TASK DESCRIPTION:
Check every line of the data below for "float". Copy each one that has it.

[Saved data entries]
*****

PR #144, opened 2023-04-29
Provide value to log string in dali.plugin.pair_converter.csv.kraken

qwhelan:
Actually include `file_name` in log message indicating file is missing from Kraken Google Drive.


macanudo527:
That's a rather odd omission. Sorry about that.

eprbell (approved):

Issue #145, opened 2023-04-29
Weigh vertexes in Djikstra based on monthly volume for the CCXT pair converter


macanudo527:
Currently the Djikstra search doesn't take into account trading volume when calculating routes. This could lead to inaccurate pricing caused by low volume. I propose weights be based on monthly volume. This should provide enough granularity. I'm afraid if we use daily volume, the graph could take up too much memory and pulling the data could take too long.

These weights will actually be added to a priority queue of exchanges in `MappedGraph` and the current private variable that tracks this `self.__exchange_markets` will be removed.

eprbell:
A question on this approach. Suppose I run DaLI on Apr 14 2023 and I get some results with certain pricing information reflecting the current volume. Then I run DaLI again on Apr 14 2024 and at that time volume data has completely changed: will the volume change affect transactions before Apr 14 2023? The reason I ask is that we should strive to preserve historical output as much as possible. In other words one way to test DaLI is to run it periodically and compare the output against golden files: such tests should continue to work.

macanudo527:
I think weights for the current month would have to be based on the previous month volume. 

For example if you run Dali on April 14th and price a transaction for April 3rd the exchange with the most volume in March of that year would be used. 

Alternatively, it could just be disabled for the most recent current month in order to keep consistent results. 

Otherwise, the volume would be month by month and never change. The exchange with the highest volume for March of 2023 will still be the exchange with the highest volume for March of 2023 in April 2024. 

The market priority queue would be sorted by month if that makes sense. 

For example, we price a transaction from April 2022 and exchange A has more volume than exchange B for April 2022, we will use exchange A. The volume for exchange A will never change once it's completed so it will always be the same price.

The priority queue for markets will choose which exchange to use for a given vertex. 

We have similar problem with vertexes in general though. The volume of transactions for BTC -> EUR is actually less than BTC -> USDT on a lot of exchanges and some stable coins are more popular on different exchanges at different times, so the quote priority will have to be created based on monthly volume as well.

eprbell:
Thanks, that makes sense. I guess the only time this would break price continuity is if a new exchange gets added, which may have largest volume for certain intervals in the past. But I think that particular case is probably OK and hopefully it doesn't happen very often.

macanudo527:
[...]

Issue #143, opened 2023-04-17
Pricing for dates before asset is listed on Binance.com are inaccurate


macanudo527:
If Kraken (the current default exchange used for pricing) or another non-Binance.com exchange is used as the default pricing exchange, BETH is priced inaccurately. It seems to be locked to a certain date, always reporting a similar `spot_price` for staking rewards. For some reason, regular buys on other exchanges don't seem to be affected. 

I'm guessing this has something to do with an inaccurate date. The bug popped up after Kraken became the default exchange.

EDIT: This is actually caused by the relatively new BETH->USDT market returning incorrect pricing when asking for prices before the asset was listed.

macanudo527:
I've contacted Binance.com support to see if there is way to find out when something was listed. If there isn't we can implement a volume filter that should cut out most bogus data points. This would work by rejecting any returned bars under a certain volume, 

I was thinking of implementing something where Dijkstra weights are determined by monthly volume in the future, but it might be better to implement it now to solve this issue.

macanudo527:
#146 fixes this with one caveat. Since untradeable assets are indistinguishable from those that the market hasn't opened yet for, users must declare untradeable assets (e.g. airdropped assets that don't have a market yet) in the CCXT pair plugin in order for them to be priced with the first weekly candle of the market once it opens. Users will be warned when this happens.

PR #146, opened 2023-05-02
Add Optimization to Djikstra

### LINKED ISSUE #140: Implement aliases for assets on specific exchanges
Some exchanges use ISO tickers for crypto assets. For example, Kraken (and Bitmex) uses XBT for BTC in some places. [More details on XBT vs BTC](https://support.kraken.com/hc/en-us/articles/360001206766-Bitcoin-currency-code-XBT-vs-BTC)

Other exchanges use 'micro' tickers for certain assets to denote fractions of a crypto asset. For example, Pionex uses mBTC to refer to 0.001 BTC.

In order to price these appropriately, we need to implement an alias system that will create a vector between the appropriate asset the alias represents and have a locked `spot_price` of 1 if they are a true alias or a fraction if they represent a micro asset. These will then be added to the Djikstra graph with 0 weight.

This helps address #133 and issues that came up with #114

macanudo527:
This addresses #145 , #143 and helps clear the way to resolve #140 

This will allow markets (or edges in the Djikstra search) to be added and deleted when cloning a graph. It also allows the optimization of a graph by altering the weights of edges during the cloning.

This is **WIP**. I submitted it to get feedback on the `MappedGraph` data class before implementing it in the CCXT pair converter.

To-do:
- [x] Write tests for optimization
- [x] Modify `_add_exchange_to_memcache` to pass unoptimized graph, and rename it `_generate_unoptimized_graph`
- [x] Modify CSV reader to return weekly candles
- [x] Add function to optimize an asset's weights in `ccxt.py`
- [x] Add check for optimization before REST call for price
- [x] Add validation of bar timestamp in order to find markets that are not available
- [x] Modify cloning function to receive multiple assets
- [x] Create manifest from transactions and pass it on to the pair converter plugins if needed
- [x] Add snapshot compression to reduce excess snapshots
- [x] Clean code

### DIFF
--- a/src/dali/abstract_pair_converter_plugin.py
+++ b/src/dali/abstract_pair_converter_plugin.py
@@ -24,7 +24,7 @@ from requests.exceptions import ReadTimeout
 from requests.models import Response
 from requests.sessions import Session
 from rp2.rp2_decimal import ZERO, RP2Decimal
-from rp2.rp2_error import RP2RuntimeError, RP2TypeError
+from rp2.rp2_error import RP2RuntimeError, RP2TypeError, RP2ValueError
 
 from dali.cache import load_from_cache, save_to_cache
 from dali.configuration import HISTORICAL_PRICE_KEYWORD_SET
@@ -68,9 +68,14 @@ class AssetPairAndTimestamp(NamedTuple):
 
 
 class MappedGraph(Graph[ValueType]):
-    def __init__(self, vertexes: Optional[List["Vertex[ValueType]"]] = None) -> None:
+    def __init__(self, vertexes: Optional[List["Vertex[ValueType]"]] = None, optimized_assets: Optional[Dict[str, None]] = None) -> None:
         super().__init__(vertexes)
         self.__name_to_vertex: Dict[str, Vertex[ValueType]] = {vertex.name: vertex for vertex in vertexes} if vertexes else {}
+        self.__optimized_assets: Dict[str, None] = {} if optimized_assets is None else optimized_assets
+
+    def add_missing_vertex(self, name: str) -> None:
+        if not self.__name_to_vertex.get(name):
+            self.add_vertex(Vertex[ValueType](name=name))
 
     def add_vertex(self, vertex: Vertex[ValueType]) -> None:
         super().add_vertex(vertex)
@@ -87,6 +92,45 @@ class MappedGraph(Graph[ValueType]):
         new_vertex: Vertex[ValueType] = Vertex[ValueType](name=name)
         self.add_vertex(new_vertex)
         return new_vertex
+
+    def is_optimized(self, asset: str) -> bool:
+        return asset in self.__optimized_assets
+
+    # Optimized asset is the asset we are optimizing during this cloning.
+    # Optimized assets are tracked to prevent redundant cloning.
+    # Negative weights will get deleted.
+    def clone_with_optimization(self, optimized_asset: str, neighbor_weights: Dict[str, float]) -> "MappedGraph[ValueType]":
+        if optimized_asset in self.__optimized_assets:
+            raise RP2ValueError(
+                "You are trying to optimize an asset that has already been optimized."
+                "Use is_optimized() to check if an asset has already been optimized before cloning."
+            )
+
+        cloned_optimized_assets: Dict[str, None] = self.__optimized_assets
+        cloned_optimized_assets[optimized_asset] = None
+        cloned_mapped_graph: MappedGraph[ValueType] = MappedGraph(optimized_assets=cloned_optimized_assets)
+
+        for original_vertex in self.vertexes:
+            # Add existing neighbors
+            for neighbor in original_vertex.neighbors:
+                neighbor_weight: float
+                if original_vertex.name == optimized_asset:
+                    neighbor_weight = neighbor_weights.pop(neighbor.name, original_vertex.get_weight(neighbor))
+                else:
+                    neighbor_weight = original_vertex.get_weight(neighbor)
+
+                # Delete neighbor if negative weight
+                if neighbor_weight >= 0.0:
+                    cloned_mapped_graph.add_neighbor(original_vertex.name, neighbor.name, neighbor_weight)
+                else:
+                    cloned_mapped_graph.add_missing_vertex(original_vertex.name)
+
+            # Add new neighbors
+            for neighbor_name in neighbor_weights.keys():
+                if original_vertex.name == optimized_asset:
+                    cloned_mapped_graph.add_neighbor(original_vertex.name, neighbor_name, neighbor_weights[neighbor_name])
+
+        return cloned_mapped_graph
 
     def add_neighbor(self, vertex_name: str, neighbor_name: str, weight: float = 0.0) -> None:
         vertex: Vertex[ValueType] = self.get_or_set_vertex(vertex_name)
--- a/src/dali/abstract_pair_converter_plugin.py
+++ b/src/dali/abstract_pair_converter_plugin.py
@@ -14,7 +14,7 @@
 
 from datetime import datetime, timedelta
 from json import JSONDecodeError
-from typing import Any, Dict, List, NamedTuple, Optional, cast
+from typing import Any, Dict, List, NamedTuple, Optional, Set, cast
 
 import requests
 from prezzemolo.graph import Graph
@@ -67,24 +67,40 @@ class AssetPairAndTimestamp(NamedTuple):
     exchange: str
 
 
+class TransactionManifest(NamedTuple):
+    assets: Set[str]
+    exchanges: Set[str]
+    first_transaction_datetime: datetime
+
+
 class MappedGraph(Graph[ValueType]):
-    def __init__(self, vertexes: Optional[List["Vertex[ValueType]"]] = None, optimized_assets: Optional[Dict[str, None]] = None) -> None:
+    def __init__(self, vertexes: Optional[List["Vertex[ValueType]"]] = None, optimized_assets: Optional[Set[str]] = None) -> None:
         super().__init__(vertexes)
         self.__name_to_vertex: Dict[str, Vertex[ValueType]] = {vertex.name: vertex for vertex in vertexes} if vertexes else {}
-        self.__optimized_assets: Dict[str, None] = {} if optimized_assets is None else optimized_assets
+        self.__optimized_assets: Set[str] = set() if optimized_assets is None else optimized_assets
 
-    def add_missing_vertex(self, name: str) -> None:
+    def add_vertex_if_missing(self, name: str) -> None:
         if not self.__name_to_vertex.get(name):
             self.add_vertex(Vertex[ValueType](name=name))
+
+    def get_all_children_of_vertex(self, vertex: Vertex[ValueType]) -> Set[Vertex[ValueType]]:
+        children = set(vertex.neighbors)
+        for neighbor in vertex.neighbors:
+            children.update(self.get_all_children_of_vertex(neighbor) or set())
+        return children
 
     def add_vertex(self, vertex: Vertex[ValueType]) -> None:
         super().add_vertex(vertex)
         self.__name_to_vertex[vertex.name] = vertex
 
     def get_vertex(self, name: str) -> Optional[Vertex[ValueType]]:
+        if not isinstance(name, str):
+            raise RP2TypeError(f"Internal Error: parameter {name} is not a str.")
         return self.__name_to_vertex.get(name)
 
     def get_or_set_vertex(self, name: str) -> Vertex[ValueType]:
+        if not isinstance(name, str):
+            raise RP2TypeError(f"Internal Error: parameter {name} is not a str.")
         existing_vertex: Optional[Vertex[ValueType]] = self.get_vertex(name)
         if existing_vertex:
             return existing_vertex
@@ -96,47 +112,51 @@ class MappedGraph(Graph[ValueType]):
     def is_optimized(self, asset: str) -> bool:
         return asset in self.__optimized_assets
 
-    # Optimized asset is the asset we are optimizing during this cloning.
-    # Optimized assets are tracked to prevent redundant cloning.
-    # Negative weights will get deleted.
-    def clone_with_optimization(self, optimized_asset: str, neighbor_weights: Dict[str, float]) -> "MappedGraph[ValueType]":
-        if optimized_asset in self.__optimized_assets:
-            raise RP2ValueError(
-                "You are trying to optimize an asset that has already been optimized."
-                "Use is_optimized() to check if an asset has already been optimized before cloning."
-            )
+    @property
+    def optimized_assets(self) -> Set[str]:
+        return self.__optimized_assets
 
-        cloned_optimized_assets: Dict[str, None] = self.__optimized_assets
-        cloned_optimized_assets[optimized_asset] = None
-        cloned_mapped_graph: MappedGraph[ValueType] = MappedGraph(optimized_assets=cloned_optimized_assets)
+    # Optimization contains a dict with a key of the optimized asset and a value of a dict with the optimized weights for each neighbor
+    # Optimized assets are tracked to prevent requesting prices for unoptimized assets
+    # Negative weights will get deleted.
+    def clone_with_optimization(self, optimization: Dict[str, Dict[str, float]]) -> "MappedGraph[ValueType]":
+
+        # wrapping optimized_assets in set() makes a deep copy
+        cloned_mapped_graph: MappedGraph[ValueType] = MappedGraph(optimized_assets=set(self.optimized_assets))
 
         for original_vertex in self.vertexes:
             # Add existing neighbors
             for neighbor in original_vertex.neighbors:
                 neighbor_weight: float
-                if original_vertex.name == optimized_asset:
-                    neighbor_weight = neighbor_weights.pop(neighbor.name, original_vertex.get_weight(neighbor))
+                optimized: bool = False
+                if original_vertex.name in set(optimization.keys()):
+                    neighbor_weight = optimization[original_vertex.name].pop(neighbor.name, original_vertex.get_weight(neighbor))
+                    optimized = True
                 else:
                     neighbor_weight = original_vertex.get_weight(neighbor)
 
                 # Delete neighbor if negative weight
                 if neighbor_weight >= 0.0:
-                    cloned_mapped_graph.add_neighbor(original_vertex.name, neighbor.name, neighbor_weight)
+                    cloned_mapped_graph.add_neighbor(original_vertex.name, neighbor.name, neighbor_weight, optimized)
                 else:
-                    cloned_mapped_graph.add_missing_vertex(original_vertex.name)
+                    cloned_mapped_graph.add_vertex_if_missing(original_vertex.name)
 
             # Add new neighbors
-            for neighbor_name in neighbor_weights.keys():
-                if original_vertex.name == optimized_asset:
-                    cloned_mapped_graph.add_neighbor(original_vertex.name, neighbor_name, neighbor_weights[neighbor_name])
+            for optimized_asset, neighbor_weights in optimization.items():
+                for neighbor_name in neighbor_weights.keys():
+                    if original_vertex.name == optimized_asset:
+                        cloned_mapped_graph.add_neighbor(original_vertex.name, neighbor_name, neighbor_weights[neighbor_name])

*****

REPLY TO THE TASK:
+    def clone_with_optimization(self, optimized_asset: str, neighbor_weights: Dict[str, float]) -> "MappedGraph[ValueType]":
+                neighbor_weight: float
     def add_neighbor(self, vertex_name: str, neighbor_name: str, weight: float = 0.0) -> None:
-    def clone_with_optimization(self, optimized_asset: str, neighbor_weights: Dict[str, float]) -> "MappedGraph[ValueType]":
+    def clone_with_optimization(self, optimization: Dict[str, Dict[str, float]]) -> "MappedGraph[ValueType]":
                 neighbor_weight: float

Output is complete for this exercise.